WASHINGTON (Reuters) -President Donald Trump's administration is planning to deport migrant Kilmar Abrego for a second time, but does not plan to send him back to El Salvador, where he was wrongly deported in March, a lawyer for the administration told a judge on Thursday.
The deportation will not happen until after Abrego is tried in federal court on migrant smuggling charges, a White House spokesperson said.
"He will face the full force of the American justice system - including serving time in American prison for the crimes he's committed," the spokesperson, Abigail Jackson, wrote in a post on X.
A lawyer for Abrego, a Salvadoran national, did not immediately respond to a request for comment.
Earlier on Thursday, Justice Department lawyer Jonathan Guynn said during a hearing in federal court in Maryland that the United States does not have "imminent plans" to remove Abrego from the United States.
If deported, Abrego would be sent to a third country and not El Salvador, Guynn said. He did not name the country.
Abrego was deported and imprisoned in El Salvador in March despite a 2019 judicial decision barring him from being sent there because of a risk of persecution.
The Trump administration brought Abrego back to the United States this month to face federal criminal charges accusing him of transporting migrants living illegally in the United States. He has pleaded not guilty.

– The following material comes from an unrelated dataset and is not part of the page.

PR #453, opened 2021-12-22
Add IDLE to capabilities list

sblinch:
IDLE was changed into a built-in extension, but the default capabilities list was never updated to include it. The go-imap/client library (and probably any other sane IMAP client) resorts to polling if the IDLE cap isn't present. This PR simply adds IDLE to the list.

The case of Abrego, 29, who had been living in Maryland with his wife, a U.S. citizen, and their young son, has become a flashpoint over Trump's hardline immigration agenda.
The federal judge overseeing Abrego's criminal case ordered him released ahead of trial as early as Friday, but the Trump administration has said it plans to immediately take him into immigration custody.

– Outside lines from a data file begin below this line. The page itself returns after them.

PR #463, opened 2022-04-29
Fix FETCH command with ALL, FAST and FULL macro as fetch items

LBeernaertProton:
When using one of the macros as fetch item arguments, the IMAP command
written to the socket would wrap the macro in parentheses, which is not
valid.

To address this we check whether there is only one item in the fetch
list and if it matches on of the macros we make sure it's serialized in
way that does not wrap it in parentheses.

### DIFF
--- a/commands/fetch.go
+++ b/commands/fetch.go
@@ -14,14 +14,22 @@ type Fetch struct {
 }
 
 func (cmd *Fetch) Command() *imap.Command {
-	items := make([]interface{}, len(cmd.Items))
-	for i, item := range cmd.Items {
-		items[i] = imap.RawString(item)
-	}
+	// Handle FETCH macros separately as they should not be serialized within parentheses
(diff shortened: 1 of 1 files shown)


commands/fetch.go
```diff
@@ -14,14 +14,22 @@ type Fetch struct {
...
 func (cmd *Fetch) Command() *imap.Command {
-	items := make([]interface{}, len(cmd.Items))
-	for i, item := range cmd.Items {
-		items[i] = imap.RawString(item)
-	}
+	// Handle FETCH macros separately as they should not be serialized within parentheses
+	if len(cmd.Items) == 1 && (cmd.Items[0] == imap.FetchAll || cmd.Items[0] == imap.FetchFast || cmd.Items[0] == imap.FetchFull) {
+		return &imap.Command{
+			Name:      "FETCH",
+			Arguments: []interface{}{cmd.SeqSet, cmd.Items},
```
emersion, line 21: Shouldn't this be `imap.RawString(cmd.Items[0])`?

LBeernaertProton: Good catch! Fixed.

emersion (approved):
LGTM, thanks!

Abrego's lawyers have asked that he be kept in Maryland and that the Justice Department, which is prosecuting the criminal case, and the Department of Homeland Security, which handles immigration proceedings, ensure he is not deported while the criminal case is pending.

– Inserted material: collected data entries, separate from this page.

PR #465, opened 2022-05-19
search: allow users to select us-ascii charset

konimarti:
Add a UseUSASCII bool flag to the search criteria to indicate that this
charset should be used for the search command. Default charset remains
utf-8.

According to RFC 3501, the search command must only support us-ascii;
support for other charset is optional.

Currently, us-ascii is the fallback charset when the search command with
utf-8 returns a badcharset error. However, this means that we always
execute two search calls to servers that don't support utf-8. More
importantly, it often leads to a server-side disconnect after multiple
badcharset errors. This can be avoid with the proposed flag.

### DIFF
--- a/client/client.go
+++ b/client/client.go
@@ -83,6 +83,12 @@ type Client struct {
 	// access.
 	locker sync.Mutex
 
+	// This flag is set when the first search query fails with a BADCHARSET
+	// error. Subsequent queries will be performed with the US-ASCII
+	// charset. According to RFC 3501, SEARCH must only support US-ASCII;
+	// other charsets are optional.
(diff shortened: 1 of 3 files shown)


emersion:
I'd rather not do this. If the goal is to not send multiple UTF-8 search queries when the server doesn't support them, I'd prefer to store a `utf8SearchUnsupported` flag in `Client`, set when the first search query fails.

konimarti:
Thanks for the feedback @emersion I'll change the code and push a new commit with your proposal.

emersion (approved):
Thanks!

Federal judges in Maryland, where Abrego is suing over the March deportation, and Tennessee, where criminal charges were filed, are both yet to rule on Abrego's requests.
Robert McGuire, the top federal prosecutor in Nashville, Tennessee, told U.S. Magistrate Judge Barbara Holmes at a hearing in the criminal case on Wednesday that he would coordinate with the Department of Homeland Security as best as he could but ultimately could not control their decisions about where to house Abrego and whether to deport him.